Statistical Analysis

Statistical analysis was performed using GraphPad Software, version 3.03 (GraphPad Software Inc., La Jolla, CA, United States). Results are expressed as mean ± SEM. Data were analyzed by Student’s t-test for comparisons involving two groups or by one-way analysis of variance (ANOVA) followed by Bonferroni’s post hoc test for multiple comparisons. A value of p < 0.05 was considered to be statistically significant. Additional details are provided in the figure legends, where appropriate.

Results

Plasma and Brain Concentrations of Curcumin

Given curcumin’s poor oral bioavailability, we first assessed its ability to reach the CNS for short treatment times. Mice were orally treated with 50 mg/kg curcumin once daily for 2 consecutive days and then i.p. injected with 5 mg/kg LPS or vehicle. Two hours after LPS injection, mice were sacrificed and the plasma and brain tissue analyzed by LC/MS. Brain concentration of curcumin was 41.1 ± 6.7 ng/g. Curcumin metabolism was also examined. Brain levels of the metabolite curcumin sulfate were not significantly different from the concentration of the parent compound. Moreover, low levels of the glucuronide metabolite were detected in brain tissues (3.1 ± 1.6 ng/g). LC/MS analysis revealed that plasma contained very low concentrations of curcumin (8.2 ± 1.8 ng/g), with the sulfate and glucuronide metabolites being more abundant (67.0 ± 10.2 ng/ml and 453.2 ± 110.2 ng/ml, respectively). LPS treatment did not significantly modify brain and plasma levels of either curcumin or its metabolites (Table ).
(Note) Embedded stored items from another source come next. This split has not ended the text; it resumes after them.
PR #3316, opened 2018-11-22
Refactor logged in user query

### LINKED ISSUE #3285: Add viewer query
With PR #3202 we've added ability to get the data of currently logged in user with the `user` query. I would recommend refactoring it a little bit and introducing a separate query for that. The problem with the `user` query is that it expects the `ID!` argument, but it also accepts passing `""` as ID value to resolve the logged in user. This brakes the single-responsibility rule (which is a good practice for GraphQL queries), is a bit unintuitive and makes to code harder to maintain.

I would propose changing the schema to have the following queries:
`viewer: User` - returns currently authenticated user
`user(id: ID!): User` - resolves a user by ID, where ID is required

fowczarek:
I want to merge this change because resolve #3285 

We need to refactor the `user` queries to adapt it to single-responsibility rule. We can achieve this by moving logged in user data query from `user` query to `me` query.

### Pull Request Checklist

### DIFF
--- a/saleor/graphql/account/types.py
+++ b/saleor/graphql/account/types.py
@@ -48,7 +48,7 @@ class User(CountableDjangoObjectType):
         PrefetchingConnectionField(
             Address, description='List of all user\'s addresses.'),
         model_field='addresses')
-    note = graphene.String(description='')
+    note = graphene.String(description='A note about the customer')
 
     class Meta:
         exclude_fields = ['password', 'is_superuser', 'OrderEvent_set']
--- a/saleor/graphql/account/types.py
+++ b/saleor/graphql/account/types.py
@@ -2,6 +2,7 @@ import graphene
 import graphene_django_optimizer as gql_optimizer
 from django.contrib.auth import get_user_model
 from graphene import relay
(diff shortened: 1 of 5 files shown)


saleor/graphql/account/types.py
```diff
@@ -47,6 +48,7 @@ class User(CountableDjangoObjectType):
         PrefetchingConnectionField(
             Address, description='List of all user\'s addresses.'),
         model_field='addresses')
+    note = graphene.String(description='')
```
maarcingebala: We could add the description here, I think a suitable one would be "A note about the customer".

tests/api/test_account.py
```diff
@@ -278,6 +255,52 @@ def test_who_can_see_user(
     assert content['data']['customers']['totalCount'] == 1
 
 
+ME_QUERY = """
+    query Me{
```
NyanKiyoshi: The fact that it doesn't have a space before the bracket bugs me. It be more consistent if there was a space, if you can quickly do that change? Same for the query in `test_me_query_customer_can_not_see_note`'s body.
```suggestion
    query Me {
```

PR #3322, opened 2018-11-23
Sync translations with Transifex

patrys:
New languages:
* Arabic
* Armenian
* Bengali
* Danish
* Mongolian
* Swedish

### Pull Request Checklist

### DIFF
--- a/.tx/config
+++ b/.tx/config
@@ -5,14 +5,23 @@ host = https://www.transifex.com
 file_filter = saleor/dashboard/locale/<lang>/LC_MESSAGES/django.po
 source_file = saleor/dashboard/locale/en/LC_MESSAGES/django.po
 source_lang = en
+minimum_perc = 1
+trans.zh-Hans = saleor/dashboard/locale/zh_Hans/LC_MESSAGES/django.po
+trans.zh-Hant = saleor/dashboard/locale/zh_Hant/LC_MESSAGES/django.po
 
 [saleor-1.javascriptpo]
 file_filter = locale/<lang>/LC_MESSAGES/djangojs.po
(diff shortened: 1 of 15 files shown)


.tx/config
```diff
@@ -5,14 +5,23 @@ host = https://www.transifex.com
 file_filter = saleor/dashboard/locale/<lang>/LC_MESSAGES/django.po
 source_file = saleor/dashboard/locale/en/LC_MESSAGES/django.po
 source_lang = en
+minimum_perc = 1
+trans.zh-Hans = saleor/dashboard/locale/zh_Hans/LC_MESSAGES/django.po
+trans.zh-Hant = saleor/dashboard/locale/zh_Hant/LC_MESSAGES/django.po
```
jxltom: I don't understand why only zh-hans/hanz are added here as a special case?

saleor/settings.py
```diff
@@ -58,24 +58,30 @@ def get_bool_from_env(name, default_value):
...
+    ('bn', _('Bengali')),
     ('cs', _('Czech')),
+    ('da', _('Danish')),
     ('de', _('German')),
     ('en', _('English')),
     ('es', _('Spanish')),
     ('fa', _('Persian')),
     ('fr', _('French')),
     ('hu', _('Hungarian')),
+    ('hy', _('Armenian')),
```
jxltom: It looks like Armenian is not valid language code in django

.tx/config
patrys: They have a dash in their name that is translated to an underscore on our side.

saleor/settings.py
patrys: Good catch!

PR #3327, opened 2018-11-26
Only enable graphql-playground in DEBUG mode

jxltom:
- Enable graphql-playground in production mode has security issues such as it has inline-scripts which breaks CSP security. This PR only enable graphql-playground in DEBUG mode
- Default graphene-django has support for GET method such as ```query``` and ```variable``` query parameters. This PR adds this kind of support
- Slash of graphql api url is removed as shown in the example of ```graphene-python```, then ```graphql``` and ```graphql/``` can both be accessed by POST method.

### Pull Request Checklist

### DIFF
--- a/tests/api/test_view.py
+++ b/tests/api/test_view.py
@@ -1,5 +1,6 @@
 import graphene
 import pytest
+from django.test import override_settings
 
 from .conftest import API_PATH
 from .utils import get_graphql_content, _get_graphql_content_from_response
@@ -39,7 +40,13 @@ def test_batch_queries(category, product, api_client):
     assert data['category']['name'] == category.name
 
 
-def test_graphql_view_get(client):
+def test_graphql_view_get_in_non_debug_mode(client):
+    response = client.get(API_PATH)
+    assert response.status_code == 405
+
+
+@override_settings(DEBUG=True)
+def test_graphql_view_get_in_debug_mode(client):
     response = client.get(API_PATH)
     assert response.status_code == 200
     assert response.templates[0].name == 'graphql/playground.html'


patrys:
GET is not part of the GraphQL transport spec. Until we try to support persisted queries, I don't see a reason to enable querying over GET. It will result in all sorts of issues related to caching at proxy level (GraphQL is not meant to be cached at transport level).

As for calling out to a CDN, we could serve that script from a local copy. I don't see a reason to disable Playground for non-DEBUG deployments.

saleor/urls.py
```diff
@@ -26,7 +26,7 @@
 non_translatable_urlpatterns = [
     url(r'^dashboard/',
         include((dashboard_urls, 'dashboard'), namespace='dashboard')),
-    url(r'^graphql/', csrf_exempt(GraphQLView.as_view(
+    url(r'^graphql', csrf_exempt(GraphQLView.as_view(
```
patrys: Why would you like to change that? IMHO there should be exactly one way to access an API and Saleor terminates all other resource names with a slash.

saleor/graphql/views.py
```diff
@@ -46,8 +47,10 @@ def __init__(
     def dispatch(self, request, *args, **kwargs):
         # Handle options method the GraphQlView restricts it.
         if request.method == 'GET':
-            return render_to_response('graphql/playground.html')
-        if request.method == 'OPTIONS':
+            if settings.DEBUG:
+                return render_to_response('graphql/playground.html')
+            response = self.handle_query(request, *args, **kwargs)
```
NyanKiyoshi: Shouldn't we throw a `405 - method not allowed`, instead?

saleor/urls.py
jxltom: It is because ```graphql``` url make graphql can be accessed by both ```graphql``` and ```graphql\```. With ```graphql\```, post to ```graphql``` will be lost even it is redirected by ```APPEND_SLASH``` settings.

Sometime it will confuse user who don't know Saloer's graphql api must be ```graphql\``` instead of ```graphql```

saleor/graphql/views.py
jxltom: You mean ```405``` should be raised when it is not in DEBUG mode?

NyanKiyoshi: Yup!

jxltom:
> As for calling out to a CDN, we could serve that script from a local copy. I don't see a reason to disable Playground for non-DEBUG deployments.

Probably one reason is that I don't want the Graphql API can be played by users but only to developers? A playground to normal users will make the server has more stress which is not neccessary since I may don't would like to expose the APIs as SDK at all.

saleor/graphql/views.py
jxltom: Sure, if Saleor has no plan for support GET method of GraphQL, it is reasonable to do that.

patrys:
@jxltom Hosted Playground is just a convenience tool, if someone wants to fiddle with the API, they can run either GraphiQL or Playground as a desktop app. The API has introspection enabled so I don't see hosted Playground as an attack vector. Large players like Shopify link to their GraphiQL interfaces in their platform docs.

jxltom:
@patrys  Sounds reasonable, it won't be a attack vector.

But what if I would like to hide my backend docs from normal user? With the playground, users can read the grpahql docs as well as the APIs, they can make their own mobile app or frontend.

Probably it would be nice to add a setting to enable/disable playground as well as CORS manually?

patrys:
If you want to expose a private API, I think I'd start by allowing the introspection to be disabled. I'm not sure that's part of Saleor's scope though, do we have a good use case?

jxltom:
The user case is that the shops which are using Saleor may just don't would like to publish their APIs. As for the reason, hmm, with introspection, duplicating ios/android/web client can be easily (though it can be prevented by CORS), or introspection may leak backend information accidentally. I don't know :D

jxltom:
Update: I've remove the support for GET of graphql, but still kept the part that only serving palyground in non-debug mode which is mainly for CSP security.

maarcingebala:
I think it is fine to disable Playground when `Debug=False` and we also used to do that with GraphiQL before.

Effect of Curcumin on the Acute CNS Pro-inflammatory Response to Peripheral LPS Administration

To evaluate the effect of curcumin on the LPS-induced CNS immune response, the mRNA expression of several key pro-inflammatory mediators, such as TNF-α, IL-1β, NLRP3 inflammasome, IL-6, and COX-2 was evaluated in different brain areas, as an index of inflammation. Mice were pre-treated with curcumin once daily for 2 days before a single i.p. injection of LPS. All tested mRNAs increased 2 h following LPS injection in the cortex, striatum, hippocampus, and cerebellum (black bars, Figure ). Pre-treatment with curcumin reduced the LPS-induced increased levels of TNF-α, IL-1β, NLRP3 inflammasome, and COX-2 in all brain areas, while reducing the expression of IL-6 to more selected regions (striatum and cerebellum) (dark gray bars, Figure ), suggesting a protective effect of curcumin against LPS-induced brain inflammation. mRNA expression did not differ between vehicle- (white bars, Figure ) and curcumin-treated (light gray bars, Figure ) mice. Starting from 24 h after LPS administration, mRNA expression levels for all genes in LPS-treated mice returned to control levels (data not shown), suggesting a resolution of inflammation.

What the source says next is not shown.